Question

Two sections, A and B, are 0.5 km apart along a 0.05 m diameter rough concrete pipe. A is 115 m higher than B, the water temperature is 4 °C, and the pressure heads measured at A and B are 21.7 m and 76.1 m, respectively. Assume minor losses are negligible.

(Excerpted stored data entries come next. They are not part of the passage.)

PR #1812, opened 2026-09-01
Fix/mlx_lm.evaluate ignoring max_gen_toks and --batch-size during generation

### LINKED ISSUE #1808: mlx_lm.evaluate: Metal Insufficient Memory on generative tasks on 16 GB Macs (--batch-size not applied to generation, max_gen_toks ignored)

dasashreeya:
Fixes #1808

At `evaluate.py:346`, the code reads `max_gen_tokens`, while `lm-eval` emits `max_gen_toks`, so it falls back to 8192 tokens instead of applying `mmlu_pro`’s 2048-token limit. At `evaluate.py:350`, `--batch-size` is not passed to `batch_generate`, leaving `BatchGenerator`’s 8/32 defaults in effect; the flag is only read in the loglikelihood loop at `evaluate.py:303`.

```bash
mlx_lm.evaluate --model mlx-community/Qwen3-4B-Instruct-2507-4bit \
  --task mmlu_pro --limit 2 --batch-size 1
```

On main, this fails with `[METAL] Command buffer execution failed: Insufficient Memory (00000008:kIOGPUCommandBufferCallbackErrorOutOfMemory)`. Fixing the token key alone still crashes. With both fixes, peak memory is 3.44 GiB at batch size 1, 10.13 GiB at 4, and 16.97 GiB at the new default of 8.

Prefill memory is 5.41 / 8.21 / 9.49 GiB at batch sizes 4 / 8 / 16. Passing the old default of 16 into prefill would use 1.28 GiB more than 8, so the default moves to 8.

On 70 samples at batch size 1, the `mmlu_pro` exact-match score changes from 0.6143 to 0.5857. Ten completions exceed 2048 tokens, with a maximum of 5140, so the existing `BENCHMARKS.md` result produced under the 8192-token budget may decrease slightly when regenerated; `n=70` is small.

Three tests were added; two fail on main, while the `--max-tokens` precedence test already passes.

Per CONTRIBUTING: I directed the investigation, code, tests, and measurements using Claude Code; the runs were on my M4 Pro. I reviewed the diff, and I take responsibility for every line.

### DIFF
--- a/mlx_lm/evaluate.py
+++ b/mlx_lm/evaluate.py
@@ -342,8 +342,9 @@ class MLXLM(LM):
         ]
 
         # TODO consider multi-token, per-prompt stop conditions
+        # lm-eval names the per-task generation cap "max_gen_toks".
         max_tokens = [
-            self._max_tokens or opt.get("max_gen_tokens", DEFAULT_MAX_TOKENS)
+            self._max_tokens or opt.get("max_gen_toks", DEFAULT_MAX_TOKENS)
             for opt in options
         ]
 
--- a/mlx_lm/evaluate.py
+++ b/mlx_lm/evaluate.py
@@ -355,6 +355,8 @@ class MLXLM(LM):
             max_tokens=max_tokens,
             verbose=True,
             sampler=self._sampler,
+            prefill_batch_size=self._batch_size,
+            completion_batch_size=self._batch_size,
         ).texts
 
         for e, (text, opt) in enumerate(zip(completions, options)):
@@ -406,7 +408,13 @@ def main():
     parser.add_argument(
         "--output-dir", default=".", help="Output directory for result files."
     )
-    parser.add_argument("--batch-size", type=int, default=16, help="Batch size")
+    parser.add_argument(
+        "--batch-size",
+        type=int,
+        default=8,
+        help="Maximum number of sequences processed at once, both when "
+        "scoring and when generating.",
+    )
     parser.add_argument("--num-shots", type=int, default=None, help="Number of shots")
     parser.add_argument(
         "--max-tokens",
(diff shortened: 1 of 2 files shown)


michalk8 (approved):
LGTM, thanks!

PR #1815, opened 2026-09-01
fix: gate wired_limit on the active device

### LINKED ISSUE #1813: wired_limit() raises KeyError on Apple Silicon when the default device is CPU
## Summary

I'm trying to immigrate [XHToken/Spark-X2.5-4B](https://huggingface.co/XHToken/Spark-X2.5-4B) into mlx_lm.

`wired_limit()` in `mlx_lm/generate.py` gates on `mx.metal.is_available()`, but then queries a key that only exists in the **GPU** device info. On Apple Silicon, Metal is available even when the default device has been set to CPU, so any generation with `mx.set_default_device(mx.cpu)` dies with:

```
KeyError: 'max_recommended_working_set_size'
```

The guard should test the device actually in use, not whether Metal exists on the machine.

## Reproduction

Environment: macOS 15 (Darwin 25.5.0), Apple M5 Pro, Python 3.11.15, `mlx` 0.32.2, `mlx-lm` 0.31.3.

No model needed — a 4×4 linear layer reproduces it:

```python
import mlx.core as mx
import mlx.nn as nn
from mlx_lm.generate import wired_limit

m = nn.Linear(4, 4)

print(mx.metal.is_available())   # True
print(mx.default_device())       # Device(gpu, 0)

with wired_limit(m):             # fine
    pass

mx.set_default_device(mx.cpu)
print(mx.default_device())       # Device(cpu, 0)

with wired_limit(m):             # KeyError: 'max_recommended_working_set_size'
    pass
```

Through the normal generation path:

```python
import mlx.core as mx
mx.set_default_device(mx.cpu)

model, tokenizer = load("mlx-community/Llama-3.2-3B-Instruct-4bit")
generate(model, tokenizer, prompt="hi", max_tokens=8)
```

```
  File ".../mlx_lm/generate.py", line 705, in stream_generate
    with wired_limit(model, [generation_stream]):
  File ".../mlx_lm/generate.py", line 238, in wired_limit
    max_rec_size = mx.device_info()["max_recommended_working_set_size"]
KeyError: 'max_recommended_working_set_size'
```

## Cause

`mx.device_info()` returns different keys per device:

```python
mx.set_default_device(mx.gpu); sorted(mx.device_info())
# ['architecture', 'device_name', 'max_buffer_length',
#  'max_recommended_working_set_size', 'memory_size', 'resource_limit']

mx.set_default_device(mx.cpu); sorted(mx.device_info())
# ['architecture', 'device_name']
```

`wired_limit()` branches on machine capability rather than the active device:

```python
if not mx.metal.is_available():
    yield          # taken on Linux/CUDA, where metal is absent
else:
    ...
    max_rec_size = mx.device_info()["max_recommended_working_set_size"]   # CPU -> KeyError
```

On a CUDA host `mx.metal.is_available()` is `False`, so the early return hides the problem. On Apple Silicon with CPU selected, it takes the `else` branch and queries a GPU-only key.

## CPU generation works once this guard is bypassed

To confirm the guard is the only blocker, I monkey-patched `wired_limit` to a no-op context manager and changed nothing else, then ran a full generation on CPU with an 8-bit quantized model:

```python
import contextlib, sys, mlx.core as mx
mx.set_default_device(mx.cpu)
import mlx_lm.generate
G = sys.modules["mlx_lm.generate"]

@contextlib.contextmanager
def _noop(*a, **k):
    yield
G.wired_limit = _noop
# ... load + generate as usual
```

```
device: Device(cpu, 0)
==========
2226
==========
Prompt: 28 tokens, 0.061 tokens-per-sec
Generation: 5 tokens, 0.070 tokens-per-sec
Peak memory: 4.413 GB
```

Correct output, so nothing else in the generation path objects to running on CPU. (Throughput is of course terrible — dequantizing an affine-quantized model on CPU is not an optimized path. The value here is debugging and cross-checking GPU results, not speed.)

## Suggested fix

Gate on the active device:

```python
if not mx.metal.is_available() or mx.default_device() != mx.gpu:
    try:
        yield
    finally:
        pass
else:
    ...
```

Or defensively, `mx.device_info().get("max_recommended_working_set_size")` and skip the wiring when it's absent — that also covers future backends whose device info lacks the key.

## Why this may be worth fixing despite #235

I'm aware of #235 ("How to use CPU for inference?") and that CPU inference isn't a priority. Two reasons this still seems worth a small patch:

1. **It's a crash, not a missing feature.** `mx.set_default_device(mx.cpu)` is a documented MLX call, and everything downstream of `wired_limit` works fine on CPU — I ran a full 4B model end-to-end on CPU by bypassing only this function. The three-line guard is the only thing standing in the way.
2. **CPU is the reference path for debugging Metal numerics.** I hit this while cross-checking a fused-SDPA divergence between backends (Metal prefill differs from CPU by ~5e-4 at every head_dim). CPU execution is how you establish ground truth for that class of bug.

For context on how this surfaces in the wild: [XHToken/Spark-MLX-LLM](https://github.com/XHToken/Spark-MLX-LLM) documents `--device cpu` as its primary Quick Start command. That command cannot run on Apple Silicon with mlx-lm 0.31.3 — it was validated on CUDA, where the early return hides the issue.

Happy to send a PR.

axiom-of-choice:
`wired_limit()` and the other `set_wired_limit()` call sites gate on `mx.metal.is_available()`, but query `device_info()["max_recommended_working_set_size"]`, a GPU-only key. On Apple Silicon with `mx.set_default_device(mx.cpu)`, Metal is available but the key is missing, so generation dies with `KeyError`.

Gate on the active device instead, so the wired-limit path is skipped on CPU. Fixes #1813.

### DIFF
--- a/mlx_lm/generate.py
+++ b/mlx_lm/generate.py
@@ -1594,7 +1594,7 @@ class BatchGenerator:
         self._gen_tokens_counter = 0
         self._steps_counter = 0
 
-        if mx.metal.is_available():
+        if mx.metal.is_available() and mx.default_device() == mx.gpu:
             self._old_wired_limit = mx.set_wired_limit(
                 mx.device_info()["max_recommended_working_set_size"]
             )
--- a/mlx_lm/generate.py
+++ b/mlx_lm/generate.py
@@ -229,7 +229,7 @@ def wired_limit(model: nn.Module, streams: Optional[List[mx.Stream]] = None):
     async eval could be running pass in the streams to synchronize with prior
     to exiting the context manager.
     """
-    if not mx.metal.is_available():
+    if not mx.metal.is_available() or mx.default_device() != mx.gpu:
         try:
             yield
         finally:
--- a/mlx_lm/generate.py
+++ b/mlx_lm/generate.py
@@ -26,7 +26,11 @@ from .models.cache import (
 )
 from .sample_utils import make_sampler
 from .tokenizer_utils import TokenizerWrapper
-from .utils import does_model_support_input_embeddings, load
+from .utils import (
+    does_model_support_input_embeddings,
+    load,
+    maybe_set_recommended_wired_limit,
+)
 
 DEFAULT_PROMPT = "hello"
 DEFAULT_MAX_TOKENS = 100
@@ -229,35 +233,33 @@ def wired_limit(model: nn.Module, streams: Optional[List[mx.Stream]] = None):
     async eval could be running pass in the streams to synchronize with prior
     to exiting the context manager.
     """
-    if not mx.metal.is_available() or mx.default_device() != mx.gpu:
-        try:
-            yield
-        finally:
-            pass
-    else:
-        model_bytes = tree_reduce(
-            lambda acc, x: acc + x.nbytes if isinstance(x, mx.array) else acc, model, 0
+    old_limit = maybe_set_recommended_wired_limit()
+    if old_limit is None:
+        yield
+        return
+
+    model_bytes = tree_reduce(
+        lambda acc, x: acc + x.nbytes if isinstance(x, mx.array) else acc, model, 0
+    )
+    max_rec_size = mx.device_info()["max_recommended_working_set_size"]
+    if model_bytes > 0.9 * max_rec_size:
+        model_mb = model_bytes // 2**20
+        max_rec_mb = max_rec_size // 2**20
+        print(
+            f"[WARNING] Generating with a model that requires {model_mb} MB "
+            f"which is close to the maximum recommended size of {max_rec_mb} "
+            "MB. This can be slow. See the documentation for possible work-arounds: "
+            "https://github.com/ml-explore/mlx-lm/tree/main#large-models"
         )
-        max_rec_size = mx.device_info()["max_recommended_working_set_size"]
-        if model_bytes > 0.9 * max_rec_size:
-            model_mb = model_bytes // 2**20
-            max_rec_mb = max_rec_size // 2**20
-            print(
-                f"[WARNING] Generating with a model that requires {model_mb} MB "
-                f"which is close to the maximum recommended size of {max_rec_mb} "
-                "MB. This can be slow. See the documentation for possible work-arounds: "
-                "https://github.com/ml-explore/mlx-lm/tree/main#large-models"
-            )
-        old_limit = mx.set_wired_limit(max_rec_size)
-        try:
-            yield
-        finally:
-            if streams is not None:
-                for s in streams:
-                    mx.synchronize(s)
-            else:
-                mx.synchronize()
-            mx.set_wired_limit(old_limit)
+    try:
+        yield
+    finally:
+        if streams is not None:
+            for s in streams:
+                mx.synchronize(s)
+        else:
+            mx.synchronize()
+        mx.set_wired_limit(old_limit)
 
 
 @dataclass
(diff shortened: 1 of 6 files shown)


ttchen8:
Thanks for the fix — gating on the active device is the right call, and it resolves #1813 for the four call sites touched here.

There's a fifth one with the exact same pattern that's still missing:

`mlx_lm/generate.py:1597`, in `BatchGenerator.__init__`:

```suggestion
        if mx.metal.is_available() and mx.default_device() == mx.gpu:
            self._old_wired_limit = mx.set_wired_limit(
                mx.device_info()["max_recommended_working_set_size"]
            )
```
(If GitHub won't let you apply this as a suggestion because the line isn't part of the current diff, it's still a one-line change: add `and mx.default_device() == mx.gpu` to the condition.)

Same failure mode as the others: on Apple Silicon `mx.metal.is_available()` stays `True` even after `mx.set_default_device(mx.cpu)`, but `mx.device_info()` then has no GPU-only `max_recommended_working_set_size` key, so simply constructing a `BatchGenerator` raises before the first step ever runs. Against `main` at e93eaf7:

```
default device: Device(cpu, 0) | metal available: True
KeyError: 'max_recommended_working_set_size'
  at generate.py:1599 -> mx.device_info()["max_recommended_working_set_size"]
```

With the gate applied, the object constructs fine on CPU with `_old_wired_limit = None`, `close()` becomes a no-op and stays idempotent, and `__del__` is clean — so no follow-up changes are needed there.

For anyone auditing this later, the sites that query the GPU-only key are:

| file:line | in this PR |
|---|---|
| `mlx_lm/generate.py:241` (inside `wired_limit()`) | ✅ |
| `mlx_lm/generate.py:1599` (`BatchGenerator.__init__`) | ❌ |
| `mlx_lm/server.py:1858` | ✅ |
| `mlx_lm/quant/dwq.py:407` | ✅ |
| `mlx_lm/tuner/trainer.py:230` | ✅ |

One nit, feel free to ignore: the condition is now written two ways across the PR — `not mx.metal.is_available() or mx.default_device() != mx.gpu` in `wired_limit()` vs. `mx.metal.is_available() and mx.default_device() == mx.gpu` in the other three. They're logically equivalent, and the negated form in `wired_limit()` is structurally needed there (it's the early-return guard for the `yield`-only branch), so making them textually identical would mean restructuring that if/else.

A shared predicate would sidestep that and stop future call sites from drifting back to the bare `is_available()` test. Worth noting that `mlx_lm/tuner/losses.py:7` already has exactly this:

```python
def can_run_metal():
    return mx.default_device() == mx.gpu and mx.metal.is_available()
```

It's used 7 times in that module and imported by `tests/test_losses.py`, so promoting it to somewhere more central (rather than adding a second helper that does the same thing) would cover all five sites. `models/gated_delta.py:615` and `models/ssm.py:235` already use the combined form inline, so the pattern has precedent in the tree either way.

Optional, and it goes away on its own with the gate: because the `KeyError` fires before `_old_wired_limit` is assigned, `__del__` → `close()` then raises a secondary `AttributeError: 'BatchGenerator' object has no attribute '_old_wired_limit'`, which buries the real error under a second traceback. Initializing the attribute before the `if` would make any early return in `__init__` safe.

axiom-of-choice:
.

michalk8:
Thanks for finding this and for the discussion, I've slightly modified the PR; once the tests pass, will merge!

michalk8 (approved):
LGTM, thanks!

Determine the flow rate through the pipe.

Answer 1

Answer:

Q = 178.41 m^3 / s

Explanation:

Given:

- Length of the pipe L = 0.5 km

- Diameter D = 0.05 m

- Pressure head at point A (Pa / γ )= 21.7 m

- Pressure head @ point B (Pb / γ )= 76.1 m

- Elevation head Za = 115 m

- Elevation head Zb = 0 m

- Minor Losses = 0 m

- Major Losses = f*L*V^2 / 2*D*g = (500/2*0.05*9.81) *f*V^2 = 509.684*f*V^2

- Roughness e = 2.5 mm

- Dynamic viscosity of water u = 8.9*10^-4 Pa-s

- Density of water p = 997 kg/m^3

Find:

Flow Rate Q ?

Solution:

- We will use the Head Balance as derived from Energy Balance:

(Pa / γ ) - (Pb / γ ) + (Va^2 - Vb^2) / 2*g + (Za - Zb) = Major Losses

- Velocity at cross section A and B: Va = Vb m/s. Hence,

                   21.7 - 76.1 + 0 + 115-0 = 509.684*f*V^2

                              f*V^2 = 0.18897199

- Correction factor f which is a function of e / D = 0.05, and Reynold's number. In such cases we will guess a value of f and perform iterations as follows:

- Guess: f_o = 0.072 (Moody's Chart @ e / D = 0.05 and most turbulent function).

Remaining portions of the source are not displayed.